An interesting variant of that Theorem assures that if $A$ is not bounded, the results remains true if we ask for $E$ to be coercive.
My question is: the above Theorem holds in a Hilbert space (in general, of infinite dimension). What happens if $H$ is finite dimensional, e.g. if $H=\mathbb R$? The result still holds? If yes, how to prove that?
Thank you in advance!
In $\mathbb{R}^n$, the demonstration can take advantage of the fact that the bounded closed subsets are the compact subsets. The hypothesis "$A$ is compact" is sufficient: convexity is not needed.
Proof: let $M$ be the minimum of $E$ on $A$ (possibly -$\infty$); we can find points $x_n \in A$ where $E(x_n)$ approaches $M$ as close as we want (in the case of $M=-\infty$, this means $\forall N, \exists x_n \in A, E(x_n)<N$).

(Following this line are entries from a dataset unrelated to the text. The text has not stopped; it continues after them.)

PR #1143, opened 2023-12-28
Migrate to junit5 jupiter / moderize test library usage / enable all the paramertized tests

hazendaz:
- Fixed one test used in string builder (was looping 'inners' but instead of appending 'inner' was appending 'inners' over and over
- Used open rewrite to run 95% of the migration from junit 4 to junit5.  See https://docs.openrewrite.org/running-recipes/popular-recipe-guides/migrate-from-junit-4-to-junit-5 for more details.
- Fixed the parameterized tests to allow those to run.  This resulted in 345 tests with 2 skips becoming 601 with 27 skips (all those skips are from the original 2).  I didn't look at those specifically to see if they could be fixed.
- Dropped all powermock usage that is junit 4 style on top of mockito as mockito does all that out of the box now.
- Replaced member modification usage of powermock with powermock whitebox which is far easier to read and allowed for rest of obsolete parts of powermock to be removed.

### DIFF
--- a/pom.xml
+++ b/pom.xml
@@ -282,20 +282,26 @@
 
         <!-- for testing -->
         <dependency>
-            <groupId>org.junit.vintage</groupId>
-            <artifactId>junit-vintage-engine</artifactId>
+            <groupId>org.junit.jupiter</groupId>
+            <artifactId>junit-jupiter-engine</artifactId>
             <version>5.10.1</version>
+            <scope>test</scope>
+        </dependency>
+        <dependency>
+            <groupId>org.junit.jupiter</groupId>
+            <artifactId>junit-jupiter-params</artifactId>
+            <version>5.10.1</version>
+            <scope>test</scope>
+        </dependency>
+        <dependency>
+            <groupId>org.mockito</groupId>
+            <artifactId>mockito-core</artifactId>
+            <version>5.8.0</version>
             <scope>test</scope>
         </dependency>
         <dependency>
             <groupId>org.powermock</groupId>
             <artifactId>powermock-api-mockito2</artifactId>
-            <version>${powermock.version}</version>
-            <scope>test</scope>
-        </dependency>
-        <dependency>
-            <groupId>org.powermock</groupId>
-            <artifactId>powermock-module-junit4</artifactId>
             <version>${powermock.version}</version>
             <scope>test</scope>
         </dependency>
--- a/pom.xml
+++ b/pom.xml
@@ -282,9 +282,9 @@
 
         <!-- for testing -->
         <dependency>
-            <groupId>junit</groupId>
-            <artifactId>junit</artifactId>
-            <version>4.13.2</version>
+            <groupId>org.junit.vintage</groupId>
+            <artifactId>junit-vintage-engine</artifactId>
+            <version>5.10.1</version>
             <scope>test</scope>
         </dependency>
         <dependency>
--- a/pom.xml
+++ b/pom.xml
@@ -14,6 +14,7 @@
         <maven.compile.encoding>UTF-8</maven.compile.encoding>
 
         <jackson.version>2.16.0</jackson.version>
+        <junit.version>5.10.1</junit.version>
 
         <test.integration.pattern>**/*IntegrationTest*.java</test.integration.pattern>
     </properties>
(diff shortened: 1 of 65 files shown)


pom.xml
```diff
@@ -272,27 +271,27 @@
 
         <!-- for testing -->
         <dependency>
-            <groupId>junit</groupId>
-            <artifactId>junit</artifactId>
-            <version>4.13.2</version>
+            <groupId>org.junit.jupiter</groupId>
+            <artifactId>junit-jupiter-engine</artifactId>
+            <version>5.10.1</version>
```
damianszczepanik, line 276: how about moving this version into property, I expect this is the same as in line 282

src/test/java/net/masterthought/cucumber/json/EmbeddingTest.java
```diff
@@ -56,21 +49,15 @@ public static Iterable<Object[]> data() {
...
     public String decodedData;
-
-    @Parameter(3)
     public String fileName;
 
-    @Test
-    public void getMimeType_ReturnsMimeType() {
+    @MethodSource("data")
+    @ParameterizedTest(name = "\"{0}\" with \"{1}\"")
+    public void getMimeType_ReturnsMimeType(String mimeType, String data, String decodedData, String fileName) {
```
damianszczepanik, line 59: to be honest, older convention is more clear to read and understand

src/test/java/net/masterthought/cucumber/json/EmbeddingTest.java
```diff
@@ -133,11 +128,13 @@ public void getExtension_ReturnsFileExtension() {
...
-    @Test
-    public void getExtension_UsesExtensionFromNameWhenMIMETypeIsUnknown() {
+    @MethodSource("data")
+    @ParameterizedTest(name = "\"{0}\" with \"{1}\"")
+    public void getExtension_UsesExtensionFromNameWhenMIMETypeIsUnknown(String mimeType, String data, String decodedData, String fileName) {
+        initEmbeddingTest(mimeType, data, decodedData, fileName);
         // Arrange
-        String mimeType = "unknown/mimetype";
-        String data = "c29tZSBkYXRh";
+        mimeType = "unknown/mimetype";
```
damianszczepanik, line 136: why did you loose type ?

hazendaz: Simple, it was already defined and refused to compile until I did so :)

src/test/java/net/masterthought/cucumber/json/EmbeddingTest.java
hazendaz: I agree, this is harder to get used to but it was automated making it easier.  I've done these by hand and found them complicated in doing so.  I didn't check why the old copies were both ignored but I enabled them and they ran fine so nto sure if there was some issue.  You did have a issue link but it was just about adding the classes and didn't mention why they were set to ignored.

pom.xml
hazendaz: Yup agreed, there are 2 of these.  Once the bots ' renovate or dependabot' run, its better to get one PR than 2.  Will fix that.

src/test/java/net/masterthought/cucumber/json/EmbeddingTest.java
damianszczepanik: Thank you for this upgrade - big effort !

hazendaz:
will fix naming conflict here.

hazendaz:
- Fixed spelling issue on junit version
- Removed the jacoco default as a system property as unnecessary
- Removed few more publics that open rewrite missed

damianszczepanik:
> * Fixed spelling issue on junit version
> 
>     * Removed the jacoco default as a system property as unnecessary
> 
>     * Removed few more publics that open rewrite missed

Great job!

src/test/java/net/masterthought/cucumber/json/EmbeddingWithNameTest.java
```diff
@@ -34,24 +27,16 @@ public static Iterable<Object[]> data() {
...
-    @Parameter(3)
     public String decodedData;
-
-    @Parameter(4)
     public String fileName;
 
-    @Test
-    public void getMimeType_ReturnsMimeType() {
+    @MethodSource("data")
+    @ParameterizedTest(name = "\"{0}\" into \"{2}\"")
```
damianszczepanik, line 37: @hazendaz  after this change tests are still skipped - can you kindly remind me whether was it intentional or tests should be executed and passing again?

hazendaz: Will send PR.  Its the 2 tests that have assumptions to them.  When those assumptions are encountered those tests are skipped.  There are 2 methods like that so total of 12 tests skipped.

hazendaz: Also went ahead and sent some other pull requests I had sitting still.  Nothing critical but I do have some probably 30 commits total I still had not pushed up otherwise so I took a few and pushed up just a while ago.

damianszczepanik: Great, will merge and then perform release!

As $A$ is compact, we can extract a subsequence $x_{i_n}$ from $x_n$ such that $x_{i_n}$ converges to a point $y$ in $A$.
$E$ being lower semicontinuous, $E(y) \le \lim_{n \rightarrow +\infty} E(x_{i_n}) = M$.

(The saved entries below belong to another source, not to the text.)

PR #1147, opened 2024-01-02
Use only slf4j (excluding legacy commons-logging*) and remove logging manipulations during tests as not needed.

hazendaz:
* commons-logging has come back to life but older products are likely long off from supporting and it does more to just redirect to slf4j and log4j2 then any other actual reason for existing.  Since slf4j was already a transient of this project, just make use of slf4j directly and exclude commons logging entirely.  Code itself wasn't using that either really but rather java util logger.

Tests manipulating logs appeared to me as being done to make less output show up on the console, achieved the same thing by simply using slf4j-simple in test scope and changing what gets printed out.

### DIFF
--- a/src/test/java/net/masterthought/cucumber/ReportGenerator.java
+++ b/src/test/java/net/masterthought/cucumber/ReportGenerator.java
@@ -5,8 +5,6 @@ import java.net.URISyntaxException;
 import java.net.URL;
 import java.util.ArrayList;
 import java.util.List;
-import java.util.logging.Level;
-import java.util.logging.Logger;
 
 import net.masterthought.cucumber.json.Feature;
 import net.masterthought.cucumber.json.support.StepObject;
@@ -62,7 +60,6 @@ public abstract class ReportGenerator {
     }
 
     protected void setUpWithJson(String... jsonFiles) {
-        Logger.getLogger(ReportParser.class.getName()).setLevel(Level.WARNING);
         initWithJson(jsonFiles);
         createReport();
     }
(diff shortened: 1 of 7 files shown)


src/test/java/net/masterthought/cucumber/ReportGenerator.java
```diff
@@ -62,7 +60,6 @@ public ReportGenerator() {
     }
 
     protected void setUpWithJson(String... jsonFiles) {
-        Logger.getLogger(ReportParser.class.getName()).setLevel(Level.WARNING);
```
damianszczepanik, line 65: the reason of this was to switch off logging mess that was produced every time tests were running - as long as tests pass such logging were not helpful at all

damianszczepanik (changes requested):

damianszczepanik:
Question is: what happens when this change is left unmerged?

hazendaz:
Continues to make users exclude the commons logging library.  We actually force that via a super pom using enforcer plugin.

 With the logging config file I added, you should not incur any additional logging nor cost for the logging as slf4j doesn't log or construct the logger if it's not in the right logging level.  The change to error then blocked all that info which I agree was costly and not useful during tests.  I failed to catch timings before and after but it felt the same and output on console was the same.  I can get some timings on this change.  I believe it's likely a wash.

damianszczepanik:
Can you resolve conflicts?

hazendaz:
yes will catch up here in a few days.  Thanks.

hazendaz:
> Can you resolve conflicts?

Rebased, fixed merge conflict, bumped slf4j to 2.0.11

src/test/java/net/masterthought/cucumber/ReportGenerator.java
hazendaz: With logic in this PR, it will not spam the output with logging and given logging adjustments its faster in general.  Overall though should not really notice much when it comes to the build.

So $E(y) \le M$ (which implies $M \ne -\infty$).
As $y \in A$, $E(y) \ge M$. So $E(y) = M$: the minimum is attained by $E$ in $A$.

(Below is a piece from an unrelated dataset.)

PR #1148, opened 2024-01-02
[pom] Adjust so javadocs are also java 11 now that code base is set to 11

hazendaz:


hazendaz:
This one needs a bit of explaining.  I don't think maven did a great job on naming legacyMode so I have added a comment.  For the past 4 years (since 2019), javadocs have been incredibly broken in case where automatic module naming was added. I don't know that is true here yet but better to protect from that.  In those 4 years there were numerous issues raised, pull requests to fix, etc.  I even raised issues multiple times.  The maven team dismissed the community as wrong and kept carrying on forcing modular that doesn't and hasn't worked out very well at all and maven certainly barely supports it.  It was not until recently someone on their physical team finally ran into this issue and rather than used very well named fix from a contributor PR, they went their own way.  So its legacyMode which doesn't really mean anything (IMO).  What it simply does though is stop trying to erroneously force a project to pretend its modular and not classpath driven.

In the variant where $A$ is not bounded and $E$ is coercive, we use the fact that "$E$ is coercive" is equivalent to $\forall N, \{x \in A, E(x) \le N\}$ is empty or bounded.
Choosing a $N$ such that $B=\{x \in A, E(x) \le N\}$ is non-empty, searching the minimum of $E$ in $A$ is equivalent to searching the minimum of $E$ in $B$.
We take $C$ the closure of $B$. The closure of a bounded subset in a metric space is bounded, so $C$ is bounded.
$C$ being the intersection of all closed subsets that contain $B$, and $A$ being closed and containing $B$, $C$ is included in $A$.
So $C$ is compact, we can apply the first result which shows that $E$ attains its minimum in $C$, and this point is in $A$.